Blu del Barrio as Adira in Star Trek: Discovery. She kneels confused before a strange figure dressed in white with white hair, with red robed figures in the background. Image: John Medland/Paramount Plus

But now — with Prodigy and Picard finished, and Strange New Worlds and Lower Decks locked into their settings of Star Trek’s established past, and Starfleet Academy and Section 31 not yet in production at the time that its final season would have been written — Discovery has reached the final final frontier for a Star Trek show. If you’re a Star Trek fan, that should excite you.

Not since Deep Space Nine in 1999 and Voyager in 2001 has a Star Trek series had the freedom to wrap up its run with the Federation in any state it wants to. With franchise flagship Next Generation at an end, and Voyager restricted to the Delta Quadrant only, Deep Space Nine used its last seasons to throw the Federation into all-out war, making sweeping changes to the established ficto-political norms of ’90s Trek. Voyager used its finale to do what Captain Picard never could: defang the Borg (mostly).

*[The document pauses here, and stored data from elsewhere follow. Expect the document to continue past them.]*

PR #2826, opened 2025-05-06
Instrumentation rule for HTTP Headers

edeNFed:
The changes enable users to define rules for collecting specific HTTP headers. The changes include updates to the documentation and autogenerated code to reflect the new functionality.


api/odigos/v1alpha1/instrumentationrules/http_headers.go
```diff
@@ -0,0 +1,9 @@
+package instrumentationrules
+
+// +kubebuilder:object:generate=true
+// +kubebuilder:deepcopy-gen=true
+type HttpHeadersCollection struct {
+
+	// Limit payload collection to specific header keys.
+	HeaderKeys *[]string `json:"headerKeys,omitempty"`
```
RonFed, line 8: don't think this has to be a pointer

blumamir, line 8: need to also add it in docs:

https://docs.odigos.io/pipeline/rules/introduction

api/odigos/v1alpha1/instrumentationrules/http_headers.go
```diff
@@ -0,0 +1,9 @@
+package instrumentationrules
+
+// +kubebuilder:object:generate=true
+// +kubebuilder:deepcopy-gen=true
+type HttpHeadersCollection struct {
+
+	// Limit payload collection to specific header keys.
```
blumamir, line 7: nil means collect all headers and empty list is collect no headers?

RonFed (approved):

PR #2827, opened 2025-05-06
e2e: remove multi-apps test + fix frontend source metrics names

damemi:
## Description

This test is redundant with the Source e2e, except for:

1. Verify node odiglet label added
2. Verify collector metrics in the UI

We don’t know exactly what Discovery will do with that freedom. Season 4 directors have talked about reaching “into the past to get further into the future,” and likened it to Indiana Jones. Official news releases have said the crew will “uncover a mystery that sends them on an epic adventure across the galaxy to find an ancient power whose very existence has been deliberately hidden for centuries.” But speculating on what that means would be beside the point.

Discovery, the show about an intergalactically teleporting starship, can finally, actually, go anywhere. It’s been almost a quarter of a century since a beloved Star Trek series was so free to boldly go. Let’s hope they’re very bold indeed.

Star Trek: Discovery season 5 premieres with two episodes on April 4 on Paramount Plus.